Exercise goal
Your answer should be the lines of the material that include the word "memoize".
::::::
Issue #3093, opened 2021-07-22
Be less conservative with pseudo elements and contrast


WilcoFiers:
Marking any text near a pseudo element with a background for review has introduced a lot of noise in the axe-core results. I think in part this is because we're not considering the size of the pseudo elements. If a pseudo element is a 10x10 pixel element, if it's behind a 400x100 pixel sized paragraph, the impact on it isn't going to be significant.

I would like us to add a threshold to the color-contrast rule. If we can work out the size of the pseudo element, and it is no more than 50% the area of the of the text it is near, the pseudo element should be ignored.

PR #3097, opened 2021-07-26
fix(color-contrast): check for size before ignoring pseudo elements

WilcoFiers:
This PR adds a `pseudoSizeThreshold` options, which by default will ignore any pseudo element who's size is less than 25% the area of the element who's text is being tested. This should significantly reduce the number of `incomplete` results axe-core reports on color-contrast.

Closes issue: https://github.com/dequelabs/axe-core/issues/3093


straker (dismissed):
Checking width/height isn't sufficient. Width and height can be defined with `left`, `right`, `top`, and `bottom`, as well as percentage values of `width` and `height`.

```css
::before {
  content: '';
  position: absolute;
  left: 0;
  right: 0;
  top: 0;
  bottom: 0;
}

::before {
  content: '';
  position: absolute;
  left: 0;
  width: 100%;
  height: 50%;
}
```

To further complicate height, a percentage value depends on there being a defined height somewhere in the parent chain for it to even work. So you'd have to figure that out and then calculate all percentages down from there.

Also, we need to take into account scale transforms or anything else that can affect the size

lib/checks/color/color-contrast-evaluate.js
```diff
@@ -188,4 +148,52 @@ function colorContrastEvaluate(node, options, virtualNode) {
...
+  if (
+    getOwnBackgroundColor(style).alpha === 0 &&
+    matchPseudoStyle('background-image', 'none')
+  ) {
+    return 0; // There is no background
+  }
+
+  // Find the size of the pseudo element;
+  const pseudoWidth = parseInt(style.getPropertyValue('width'));
+  const pseudoHeight = parseInt(style.getPropertyValue('height'));
```
WilcoFiers, line 190: TODO: Check the unit here. If this isn't 'px', return Invinity. IE doesn't normalise units. They'll just have to review them.

lib/checks/color/color-contrast-evaluate.js
```diff
@@ -188,4 +148,64 @@ function colorContrastEvaluate(node, options, virtualNode) {
...
+    getOwnBackgroundColor(style).alpha === 0 &&
+    matchPseudoStyle('background-image', 'none')
+  ) {
+    return 0; // There is no background
+  }
+
+  // Find the size of the pseudo element;
+  const pseudoWidth = parseUnit(style.getPropertyValue('width'));
+  const pseudoHeight = parseUnit(style.getPropertyValue('height'));
+  if (pseudoWidth.unit !== 'px' || pseudoWidth.unit !== 'px') {
```
straker, line 191:
```suggestion
  if (pseudoWidth.unit !== 'px' || pseudoHeight.unit !== 'px') {
```

lib/checks/color/color-contrast-evaluate.js
```diff
@@ -188,4 +148,64 @@ function colorContrastEvaluate(node, options, virtualNode) {
...
+  if (ignorePseudo) {
+    return;
+  }
+  const rect = vNode.boundingClientRect;
+  const minimumSize = rect.width * rect.height * pseudoSizeThreshold;
+  do {
+    const beforeSize = getPseudoElementArea(vNode.actualNode, ':before')
+    const afterSize = getPseudoElementArea(vNode.actualNode, ':after')
+    if (beforeSize + afterSize > minimumSize) {
+      return vNode // Combined area of before and after exceeds the minimum size
```
straker, line 164: Could you rather comment on _why_ you decided to do them both combined rather than separate checks against the minimumSize? That would be more helpful when trying to debug this later

lib/checks/color/color-contrast-evaluate.js
```diff
@@ -188,4 +148,64 @@ function colorContrastEvaluate(node, options, virtualNode) {
...
+function findPseudoElement(vNode, {
+  pseudoSizeThreshold = 0.25,
+  ignorePseudo = false
+}) {
+  if (ignorePseudo) {
+    return;
+  }
+  const rect = vNode.boundingClientRect;
+  const minimumSize = rect.width * rect.height * pseudoSizeThreshold;
+  do {
```
straker, line 160: This loop is going to be slow. Before we memozied this part of the loop so looking up the parent chain wasn't so bad for every node as shared ancestors would only run through it once and then get cached. However the memoization has been removed so each element will be run through this check for every descendant.

straker (changes requested):

lib/checks/color/color-contrast-evaluate.js
```diff
@@ -188,4 +148,64 @@ function colorContrastEvaluate(node, options, virtualNode) {
...
+    const beforeSize = getPseudoElementArea(vNode.actualNode, ':before')
+    const afterSize = getPseudoElementArea(vNode.actualNode, ':after')
+    if (beforeSize + afterSize > minimumSize) {
+      return vNode // Combined area of before and after exceeds the minimum size
+    }
+  } while (vNode = vNode.parent);
+}
+
+const getPseudoElementArea = memoize(function hasPseudoElement(node, pseudo) {
```
WilcoFiers, line 169:
```suggestion
const getPseudoElementArea = memoize(function getPseudoElementArea(node, pseudo) {
```

lib/checks/color/color-contrast-evaluate.js
```diff
@@ -188,4 +148,67 @@ function colorContrastEvaluate(node, options, virtualNode) {
...
+  ) {
+    return 0; // There is no background
+  }
+
+  // Find the size of the pseudo element;
+  const pseudoWidth = parseUnit(style.getPropertyValue('width'));
+  const pseudoHeight = parseUnit(style.getPropertyValue('height'));
+  if (pseudoWidth.unit !== 'px' || pseudoHeight.unit !== 'px') {
+    // IE doesn't normalize to px. Infinity gets everything to undefined
+    return (pseudoWidth === 0 || pseudoHeight === 0
```
straker, line 193:
```suggestion
    return (pseudoWidth.value === 0 || pseudoHeight.value === 0
```

straker (approved):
::::::
Task solution
+const getPseudoElementArea = memoize(function hasPseudoElement(node, pseudo) {
const getPseudoElementArea = memoize(function getPseudoElementArea(node, pseudo) {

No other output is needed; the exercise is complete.